Shocking cost for trimming a bloated workforce

Kenyan taxpayers may have to pay a staggering Sh185 billion to compensate early retirees in the public sector, in a planned staff rationalisation that is already running a year behind schedule.

The huge cost is the price for past mistakes committed in massive recruitment by the national and county governments who are now stuck with a bloated workforce.

Prior estimates showed annual savings of Sh32.7 billion would be realised from the programme that should have been completed by last December.

Most of the workers targeted have attained the minimum retirement age of 50, significantly reducing their productivity but the State has found it too expensive to let go.

But the intended monetary savings have been foregone with the inability to execute the cuts, which would inadvertently have opened up new opportunities for fresh graduates.

Government policy

Compounded by a Government policy freezing employment unless for critical services such as healthcare, the face of public sector workforce is grey-haired.

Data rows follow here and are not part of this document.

PR #79, opened 2026-08-02
feat(notifications): toggle notification toast

Radvo:
## What

Adds toggle for notification toast banners. Users can now disable visual toasts while keeping sounds/vibration, or disable sounds/vibration while keeping toasts.

Also adds a mouseover hint icon support to SettingsRow.Bool() for cleaner inline help text ("Vibration" and "Show Toasts") and collapsing options when notifications are toggled off.

Detached vibration event from banner showing.

## Why

There is currently no way to disable only toasts, just disabling everything or only sounds. This adds a toggle for more customization on how users want to receive notifications.

## How to test

1. Open /phone → Settings → Notifications
2. Toggle "Show Notification Toasts" off
3. Trigger a test notification (/phone test)
4. Verify: No toast appears, but sound plays and phone vibrates
5. Toggle "Show Notification Toasts" back on
6. Verify: Toast appears again (/phone test)
7. Toggle "Do Not Disturb" on
8. Verify: ShowNotificationToasts, Vibration, and Notification Sound rows are hidden
9. Toggle "Do Not Disturb" back off
10. Open /phone → Settings → Notifications → Linkpearl and repeat steps 2-6
11. Open /phone → Settings → Notifications and hover over new hint labels, validate hint text fades in/out.

Also tested on all phone and text size options.

## Checklist


src/Aetherphone/Core/Shell/PhoneShell.cs
```diff
@@ -157,7 +158,7 @@ public bool ConsumeCloseRequest()
 
     public void ForceMinimized() => minimize.SnapMinimized();
 
-    private void OnBannerShown()
+    private void OnVibration(PhoneNotification _)
```
XeldarAlz: Blocking: this loses the banner's gates. `NotificationBanner.OnPresented` bailed out on `!phoneVisible()` and on the notification's app already being open, so `Shown` never fired there. Now every notification shakes. And `shake.Advance` only runs in `Draw` (PhoneShell.cs:202), so a shake fired while the phone is closed stays queued and plays on next open.

src/Aetherphone/Core/Notifications/NotificationService.cs
```diff
@@ -150,7 +151,17 @@ private void Present(PhoneNotification notification)
         Added?.Invoke(stamped);
         if (!configuration.DoNotDisturb)
         {
-            Presented?.Invoke(stamped);
+            var appSetting = configuration.NotificationSettingFor(notification.SettingsKey);
```
XeldarAlz: Non-blocking: `NotificationSettingFor` inserts a default entry when the key is missing, so every app that notifies now writes itself into the persisted `NotificationSettings` dictionary from the present path. Add a read-only `ShouldShowToast(appId)` next to `IsAppNotificationEnabled` (TryGetValue, no insert).

src/Aetherphone/Apps/Settings/Pages/NotificationsPage.cs
```diff
@@ -41,7 +41,7 @@ public void Draw(in PhoneContext context, Rect body)
         using (AppSurface.Begin(body))
         {
             SettingsSection.Header(Loc.T(L.Common.Alerts), theme);
-            var alerts = GroupCard.Begin(theme, 3);
+            var alerts = GroupCard.Begin(theme, configuration.DoNotDisturb ? 1 : 4);
```
XeldarAlz: Non-blocking: the card height comes from the pre-toggle value but the rows below come from the post-toggle one, so on the frame DND flips, 4 rows draw over a 1-row card and `End()` reserves the wrong height, overlapping the next section. Read `DoNotDisturb` into a local before `Begin` and branch on that.

src/Aetherphone/Apps/Settings/Pages/AppNotificationPage.cs
```diff
@@ -35,13 +35,25 @@ public void Draw(in PhoneContext context, Rect body)
         using (AppSurface.Begin(body))
         {
             SettingsSection.Header(Loc.T(L.Common.Alerts), theme);
-            var card = GroupCard.Begin(theme, 1);
+            var appSetting = configuration.NotificationSettingFor(channel.AppId);
             var wasEnabled = configuration.IsAppNotificationEnabled(channel.AppId);
+            var card = GroupCard.Begin(theme, wasEnabled ? 2 : 1);
```
XeldarAlz, line 40: Non-blocking: same one-frame mismatch as NotificationsPage.cs:44. The card is sized from `wasEnabled` but the Show Toasts row is drawn from `enabled`, so on the frame you flip the toggle the second row paints outside the card. Branch on `wasEnabled` and let the new value apply next frame.

src/Aetherphone/Core/Shell/PhoneShell.cs
```diff
@@ -80,7 +81,7 @@ public PhoneShell(PhoneServices services, AppBundle bundle)
         MusterChatBridge.Bind(services.Musters, services.MusterLauncher, navigation);
         AdChatBridge.Bind(services.YellowPages, services.YellowPagesLauncher, navigation);
         banner = new NotificationBanner(notifications, VisibleAppId, PhoneVisible, router);
-        banner.Shown += OnBannerShown;
+        notifications.Vibration += OnVibration;
```
XeldarAlz, line 84: Nit: PhoneShell was the only subscriber to `NotificationBanner.Shown`. With this line replacing it the event is dead, so drop `Shown` and both `Shown?.Invoke()` sites at NotificationBanner.cs:316 and :327.

src/Aetherphone/Windows/Components/MinimizedPhone.cs
```diff
@@ -110,13 +110,13 @@ private static void DrawBadge(ImDrawListPtr dl, Rect body, float scale, float al
         Typography.Draw(dl, center - labelSize * 0.5f, label, new Vector4(1f, 1f, 1f, alpha), 0.66f, FontWeight.Bold);
     }
 
-    private void OnPresented(PhoneNotification _)
+    private void OnVibration(PhoneNotification _)
```
XeldarAlz, line 113: Nit: `configuration.Vibration` is now checked three times for one shake, at NotificationService.cs:160 which gates the invoke, then here and in `PhoneShell.OnVibration`. Keep the gate in one place, the service is the natural one.

src/Aetherphone/Windows/Components/SettingsRow.cs
```diff
@@ -10,18 +10,37 @@ internal static class SettingsRow
...
+    public static bool Bool(Rect row, string label, bool value, PhoneTheme theme, string? id = null, string? hint = null)
     {
         var scale = ImGuiHelpers.GlobalScale;
         var width = Metrics.Size.ToggleWidth * scale;
         var height = Metrics.Size.ToggleHeight * scale;
-        var min = new Vector2(row.Max.X - width, row.Center.Y - height * 0.5f);
-        var labelMaxWidth = MathF.Max(1f, min.X - 10f * scale - row.Min.X);
+        var toggleMin = new Vector2(row.Max.X - width, row.Center.Y - height * 0.5f);
+        
+        var iconHeight = 22f * scale;
```
XeldarAlz: Nit: `22f`, `8f` and the `2f` below are raw pixels, spacing and sizing go through `Metrics` tokens times `GlobalScale` per the style rules. The blank lines added in this method (and in AppNotificationPage) also carry trailing whitespace, which `.editorconfig` trims.

src/Aetherphone/Core/Localization/L.cs
```diff
@@ -922,6 +922,9 @@ internal static class Settings
         public static readonly LocString DoNotDisturb = new("settings.doNotDisturb", "Do Not Disturb");
         public static readonly LocString Vibration = new("settings.vibration", "Vibration");
         public static readonly LocString VibrationHint = new("settings.vibrationHint", "The phone shakes briefly when a notification arrives.");
+        public static readonly LocString ShowNotificationToasts = new("settings.showNotificationToasts", "Show Notification Toasts");
+        public static readonly LocString ShowNotificationToastsHint = new("settings.showNotificationToastsHint", "Display banner notifications at the top of the screen.");
+        public static readonly LocString ShowToasts = new("settings.showToasts", "Show Toasts");
```
XeldarAlz: Nit: `showToasts` and `showNotificationToasts` are two keys for the same idea, one would do. English also says Toasts while all nine locales translate it as banner and the component is `NotificationBanner`, so banner wording reads more consistent in English too.

src/Aetherphone/Apps/Settings/Pages/NotificationsPage.cs
```diff
@@ -50,25 +50,33 @@ public void Draw(in PhoneContext context, Rect body)
                 configuration.Save();
             }
 
-            var vibration = SettingsRow.Bool(alerts.NextRow(), Loc.T(L.Settings.Vibration),
-                configuration.Vibration, theme);
-            if (vibration != configuration.Vibration)
+            if (!configuration.DoNotDisturb)
```
XeldarAlz: Nit: Do Not Disturb is a temporary mode, but this hides Vibration, Notification Sound and the only route to the sound page while it is on, so you cannot set alert preferences until you turn it off. Consider leaving the rows visible, or dimmed.

XeldarAlz (changes requested):
Release build and all 304 tests pass on e564e43, not verified in game. One blocking item on the vibration refactor, everything else is inline and non-blocking.

src/Aetherphone/Apps/Settings/Pages/AppNotificationPage.cs
Radvo: While testing saw this leads to a barely noticeable stagger on how drawing the sound list happens frame 1 because of checking on `enabled` on line 48 (now 60), are you okay with me also switching that to `wasEnabled`  ?

Radvo:
Pushed new version addressing comments :
1. Added gates to vibration firing
2. Validated json no longer gets default values added
3. Opted for dimming when do not disturb is on rather than hiding as per last comment
4. Fixed card sizing based on wrong variable for app notification settings
5. Removed unused event
6. No longer re-checking whether vibration should fire outside the service
7. Reworked the addition of hints 
8. Removed duplicate key and renamed everything to `NotificationBanner` instead of `Toast`

XeldarAlz (approved):
All review points addressed. I pushed 6ada0981 on top for two things the fix commit introduced: the new settings keys were declared in L.cs with a capitalised prefix while the catalogs store them lowercase (StringCatalog compares ordinally, so both strings fell back to English in all eight translated languages), and HintIcon drew through the cursor moving CenterIcon overload while gating HoverTooltip.Show behind its own hover test, which stopped the tooltip spring from stepping on exit and killed the fade out.

Release build clean on 6ada0981, CI running, not verified in game yet. Thanks for the thorough second pass.

XeldarAlz:
Please send me a message from discord, so I can give you a contributor role. If you want to keep developing for the project, let me know.

PR #80, opened 2026-08-02
Fix Wine encryption and imported audio playback

BluntEXE:
## What this fixes

Two failures reproduced on Linux with XLCore, wine-xiv, and .NET 10:

- Platform P-256 ECDH fails with `0x80090029`, leaving encryption unsupported.
- `MediaFoundationReader` fails for common imported WAV and MP3 files, making those sounds silent.

## Changes

- Use BouncyCastle for managed P-256 ECDH.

Public Service Commission has acknowledged that holding on to the senior employees beyond the retirement age was creating a huge problem in succession.

In a report released earlier in February, PSC said there were succession gaps at the top levels of public offices which led to retention of staff beyond the mandatory retirement age of 60 years to provide more time to mentor successors.

“However, it has been noted that at the end of the extension period, very little preparation of ‘would-be successors’ takes place,” reads the report in part.

Kenya raised the mandatory retirement age in the public service by five to 60 years hoping that the time would be enough to establish a pension scheme.

But the proposed scheme was met with resistance by intended beneficiaries who viewed their deductions from their pay to saving for retirement as a pay cut.

The result was an ageing workforce, where three out of every five were above 40 years old in 2015, and an even bigger retirement bill to be settled.

Among county governments, the problem of a bloated workforce was complicated five years ago at the advent of devolution.

County managers recruited heavily for skills they felt were missing among the inherited workers, quickly increasing staff numbers as the legal environment had made it difficult to lay off staff.